Building a better world for children
Pope Francis gathered 50,000 children from 100 countries to celebrate the historic first World Children’s Day in Rome’s Olympic Stadium on Saturday, May 25, and in St. Peter’s Square on Sunday, May 26.
It was the first and the greatest gathering of children since United Nation established the Universal Children’s Day in 1954; the first since the UN’s Declaration of the Rights of the Child in 1959; the first since the UN General Assembly adopted the Convention on the Rights of the Child in 1989.

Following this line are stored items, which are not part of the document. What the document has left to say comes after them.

PR #9, opened 2018-02-12
switched from sequelize to typeorm

doodyparizada:


config/default.json
```diff
@@ -6,19 +6,13 @@
...
-			"operatorsAliases": false,
-			"pool": {
-				"max": 5,
-				"min": 0,
-				"acquire": 30000,
-				"idle": 10000
-			}
-		}
+		"database": "database.sqlite",
+		"synchronize": true,
```
doodyparizada: I want `synchronize: false` and to have a separate runnable file that knows how to generate tables.

scripts/src/index.ts
```diff
@@ -42,6 +47,9 @@ app.use((err, req, res, next) => {
 	res.status(status).send({ status, error: "Server error" });
 });
 
+// initializing db and models
+initModels().then(str => logger.debug(str));
```
doodyparizada: msg?

scripts/src/models/index.ts
```diff
@@ -0,0 +1,47 @@
+import "reflect-metadata";
+import { BaseEntity, createConnection } from "typeorm";
+import { ConnectionOptions } from "typeorm/connection/ConnectionOptions";
+
+import { getConfig } from "../config";
+import { normalizeError, path } from "../utils";
+
+const dbConfig = Object.assign(getConfig().db);
+if (dbConfig.type === "sqlite" && !/^[./]/.test(dbConfig.database)) {
```
doodyparizada: what?

scripts/src/models/index.ts
```diff
@@ -0,0 +1,47 @@
...
+		.then(connection => {
+			return createOnConnectedString(connection.options);
+		})
+		.catch(error => {
+			return normalizeError(error);
+		});
+}
+
+function createOnConnectedString(options: ConnectionOptions): string {
+	let str = `connected to ${ options.type } server`;
```
doodyparizada: msg

scripts/src/models/offers.ts
```diff
@@ -0,0 +1,185 @@
+import { Column, Entity, PrimaryColumn } from "typeorm";
+
+import { Model, Register } from "./index";
+
+export type OfferMeta = {
+	title: string;
+	image: string;
+	description: string;
+};
```
doodyparizada: 👍

scripts/src/models/offers.ts
```diff
@@ -0,0 +1,185 @@
...
+	private _amount: number;
+
+	@Column({ name: "cap" })
+	private _cap: string;
+
+	@Column({ name: "meta" })
+	private _meta: string;
+
+	@Column({ name: "type" })
+	private _type: "spend" | "earn";
```
doodyparizada: this enum should be defined outside and used by all places that need it

scripts/src/models/offers.ts
```diff
@@ -0,0 +1,185 @@
...
+	public get createdDate(): Date {
+		return this._createdDate;
+	}
+
+	public get type(): "coupon" {
+		return this._type;
+	}
+
+	public get isUsed(): boolean {
+		return this._isUsed;
```
doodyparizada: I'm thinking that we may want usedBy

scripts/src/models/users.ts
```diff
@@ -0,0 +1,139 @@
...
+	private _appId: string;
+
+	@Column({ name: "app_user_id" })
+	private _appUserId: string;
+
+	@Column({ name: "created_date" })
+	private _createdDate: Date;
+
+	@Column({ name: "activated_date" })
+	private _activatedDate: Date;
```
doodyparizada: reminder: yohay suggested to have a permissions object that each token encapsulates and a user has to allow permissions per token.

scripts/src/models/users.ts
```diff
@@ -0,0 +1,139 @@
...
+
+	@Column({ name: "name" })
+	private _name: string;
+
+	@Column({ name: "jwt_public_key" })
+	private _jwtPublicKey: string;
+
+	constructor() {
+		super();
+	}
```
doodyparizada: Do you have to define a constructor if all it does is call super?

config/default.json
nitzantomer: This is part of the `default` config, which (at least for now) is the "dev config".
In a different config file you can set it to `false`, but for development it is easier with it as `true`

scripts/src/models/index.ts
nitzantomer: Well, if using sqlite and the db file path isn't relative/absolute then make the path relative to the root directory of the project.
For example, take what's in our `config/default.json` configuration:
```
...
"database": "database.sqlite",
...
```
The file that will be used will be `PROJECT_ROOT/database.sqlite`

scripts/src/models/offers.ts
nitzantomer: Maybe, so we'll add it when/if needed

doodyparizada:
I rebased from master. The main conflict is that I added default values to the models which we need to reimplement according to b68153d13485a082638804ee33336b1f34bb08ef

Of course, it did not have anything to do with the UN’s initiatives per se. But it had so much to do with advocating, promoting and building a better world for children. It was only in December 2023 when Pope Francis contemplated on celebrating a World Children’s Day in order to get the world’s attention to the pitiful situation of about 2.3 billion of world’s children who are in the thick of poverty, conflict situations, forcible displacement and the worsening effects of environmental degradation.

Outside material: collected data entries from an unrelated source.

PR #11, opened 2018-02-13
model default values and using simple-json column type

nitzantomer:


scripts/src/models/index.ts
```diff
@@ -17,6 +17,11 @@ export abstract class Model extends BaseEntity {
 	@PrimaryColumn({ name: "id" })
 	private _id: string;
 
+	protected constructor(prefix: IdPrefix = IdPrefix.None) {
+		super();
+		this._id = generateId(prefix);
```
doodyparizada: just a behavioural check, we want the following to happen:
```typescript
let user: User = new User();
user.id === "UXXXXXX"; ?  // newly generated id
```

but, as an example, we don't want `Users.findOne()` to execute the constructor and create a new ID.

nitzantomer: Yeah, I'm aware of that.
My guess is that the orm will create an instance, which will have a newly generated id which will then be overridden with the values from the db.

It's just a guess, we'll test it once we start experimenting, and we'll change/optimize as we move forward.

PR #22, opened 2018-02-20
Doody/earn flow

doodyparizada:
open orders are in-memory objects - should be redis
added curl examples to examples dir
order.meta is directly filled from offer.meta - should be filled from offer.order_meta or similar


scripts/src/models/orders.ts
```diff
@@ -10,14 +10,20 @@ export type TransactionMeta = {
...
+	sender_address?: string;
+	recipient_address?: string;
+};
+
 @Entity({ name: "orders" })
 @Register
 export class Order extends CreationDateModel {
 	@Column()
-	public type: string;
+	public type: "earn" | "spend";
```
nitzantomer: there's a type alias for that in `offers.ts`:
```
export type OfferType = "spend" | "earn";
```

scripts/src/models/offers.ts
```diff
@@ -54,7 +54,7 @@ export class OfferContent extends Model {
 	public content: string;
 
 	@Column({ name: "content_type" })
-	public contentType: "poll";
+	public contentType: "poll" | "coupon";
```
nitzantomer: maybe turn it into a type alias?

scripts/src/models/orders.ts
```diff
@@ -28,17 +34,27 @@ export class Order extends CreationDateModel {
...
+	public amount: number;
+
 	public constructor() {
 		super(IdPrefix.Transaction);
 	}
 
-	public get status(): "open" | "done" | "failed" | "pending" {
-		if (this.blockchainTxId) {
-			return "done";
+	public get status(): "completed" | "failed" | "pending" {
```
nitzantomer: maybe this should be a type alias as well?

scripts/src/models/orders.ts
```diff
@@ -28,17 +34,27 @@ export class Order extends CreationDateModel {
...
+		if (this.blockchainData) {
+			return "completed";
 		}
-		return "open";
+		return "pending";
 	}
 }
+
+export class OpenOrder {
```
nitzantomer: why is this a class and not an interface/type alias?

scripts/src/services/orders.ts
```diff
@@ -67,127 +71,118 @@ export interface Order {
...
-			return order;
-		}
+	const order = await db.Order.findOneById(orderId);
+	if (!order) {
+		throw Error(`no such order ${orderId}`); // XXX throw and exception that is convert-able to json
+	}
+	return orderDbToApi(order);
+}
+
+const openOrdersDB: Map<string, db.OpenOrder> = new Map<string, db.OpenOrder>();
```
nitzantomer: No need for the type annotation, this should suffice:
```
const openOrdersDB = new Map<string, db.OpenOrder>();
```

Since he assumed the Petrine ministry in 2013, Pope Francis had been deeply concerned with the suffering of children worldwide. Addressing to about 30,000 young people at the University of Santo Tomas during his visit to the Philippines in January 2015, he was visibly touched with the question of a 12-year old Glyzelle Palomar, who tearfully recounted a tender life spent to forage for food from the garbage and to sleep on cardboards on the streets, who sobbed “Why did God let this happen to us?”

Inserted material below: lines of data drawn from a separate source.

PR #25, opened 2018-02-21
add orders to create script

doodyparizada:
This is to let the clients create a few users that have pre loaded data with all the states


scripts/src/create.ts
```diff
@@ -83,12 +83,61 @@ async function createOffers(): Promise<Offer[]> {
 	return offers;
 }
 
+function orderFromOffer(offer: Offer, userId: string): Order {
+	const order = new Order();
+	order.userId = userId;
+	order.offerId = offer.id;
+	order.meta = {
```
nitzantomer: This is nicer:
```
order.meta = Object.assign({}, offer.meta, { call_to_action: "press here" });
```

The Holy Father responded, “Dear young boys and girls, today’s world doesn’t know how to cry. The emarginated people, those left to one side, are crying. Those who are discarded are crying. But we don’t understand much about these people in need. Certain realities of life we only see through eyes cleansed by our tears. I invite each one here to ask yourself: have I learned how to weep? Have I learned how to weep for the emarginated or for a street child who has a drug problem or for an abused child? Unfortunately there are those who cry because they want something else. This is the first thing I want to say: let us learn how to weep as she has shown us today and let us not forget this lesson. The great question of why so many children suffer, she did this in tears. The response that we can make today is: let us really learn how to weep.”
Of late, the Pope has become increasingly disturbed with the plight of children in war, such as the killing and wounding of so many children in the ongoing attack of Russia on Ukraine since October 7, 2023, and the deaths of more than 15,000 Palestinian children in the ongoing conflict in Gaza where more than 47 percent of the population is under the age of 18.
Addressing the children at Rome Olympic Stadium, the Holy Father said, “I know wars make you said, but I want to ask: are all of you truly saddened about wars? (Children responded) “Yes!”. Today I welcomed children who fled from Ukraine and they were in a lot of pain due to the conflict. Some of them were even wounded. Is war a good thing? (Children responded) “No!”. Is peace a beautiful thing? (Children responded) “Yes!”. It makes me happy to hear children say this. You are hurting because many of your peers cannot go to school. There are so many girls and boys who cannot go to school. These are realities that I carry in my heart, and I pray for them. We need to pray for children who cannot go to school, for children who suffer because of wars, for children who have no food, and for children who are sick but have no one to take care of them.”
The World Children’s Day is latest of the three new “World Days” Pope Francis has established—after the World Day for the Poor in 2017 and the World Day of Grandparents and the Elderly in 2021. All these are in pursuit of the exigency of building a future based on peace, hope and dialogue.